> **Dataset content**
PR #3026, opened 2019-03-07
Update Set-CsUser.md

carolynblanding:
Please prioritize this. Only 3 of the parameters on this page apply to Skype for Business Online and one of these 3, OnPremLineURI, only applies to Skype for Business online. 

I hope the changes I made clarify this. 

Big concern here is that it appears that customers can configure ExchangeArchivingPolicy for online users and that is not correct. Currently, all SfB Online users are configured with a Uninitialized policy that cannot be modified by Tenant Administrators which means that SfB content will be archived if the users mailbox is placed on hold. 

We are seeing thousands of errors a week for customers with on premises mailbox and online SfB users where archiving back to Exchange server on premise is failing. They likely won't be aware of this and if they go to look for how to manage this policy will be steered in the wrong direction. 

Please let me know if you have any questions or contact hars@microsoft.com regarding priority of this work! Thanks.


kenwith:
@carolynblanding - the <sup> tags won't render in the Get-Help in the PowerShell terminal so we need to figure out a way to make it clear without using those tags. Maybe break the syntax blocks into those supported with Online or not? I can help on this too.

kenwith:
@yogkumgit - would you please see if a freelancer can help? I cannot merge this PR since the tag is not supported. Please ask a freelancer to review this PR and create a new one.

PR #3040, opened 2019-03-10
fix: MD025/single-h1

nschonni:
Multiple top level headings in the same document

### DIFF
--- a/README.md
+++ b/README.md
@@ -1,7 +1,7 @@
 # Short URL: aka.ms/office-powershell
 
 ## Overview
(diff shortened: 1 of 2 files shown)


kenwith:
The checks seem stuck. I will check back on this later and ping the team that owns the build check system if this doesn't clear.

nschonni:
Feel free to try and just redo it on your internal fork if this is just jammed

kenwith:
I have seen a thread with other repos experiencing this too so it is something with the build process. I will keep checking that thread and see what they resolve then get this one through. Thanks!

* * *

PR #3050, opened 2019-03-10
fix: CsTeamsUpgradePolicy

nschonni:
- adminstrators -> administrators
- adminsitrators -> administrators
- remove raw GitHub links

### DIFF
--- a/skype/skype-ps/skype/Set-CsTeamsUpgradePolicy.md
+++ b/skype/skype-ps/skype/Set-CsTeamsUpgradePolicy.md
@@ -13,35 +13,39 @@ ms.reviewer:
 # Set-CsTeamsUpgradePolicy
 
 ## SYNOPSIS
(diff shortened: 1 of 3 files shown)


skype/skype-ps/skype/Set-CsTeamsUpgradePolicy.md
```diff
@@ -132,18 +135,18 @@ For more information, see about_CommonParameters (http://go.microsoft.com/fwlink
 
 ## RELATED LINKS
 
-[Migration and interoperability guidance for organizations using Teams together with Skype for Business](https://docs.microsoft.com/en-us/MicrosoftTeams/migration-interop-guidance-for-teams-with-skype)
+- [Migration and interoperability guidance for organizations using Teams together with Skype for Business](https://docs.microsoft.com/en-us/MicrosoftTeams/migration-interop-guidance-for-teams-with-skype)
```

> **Exercise details**
The required output is each line of the entries that contains the word "opened".

> **Task answer**
PR #3026, opened 2019-03-07
PR #3040, opened 2019-03-10
PR #3050, opened 2019-03-10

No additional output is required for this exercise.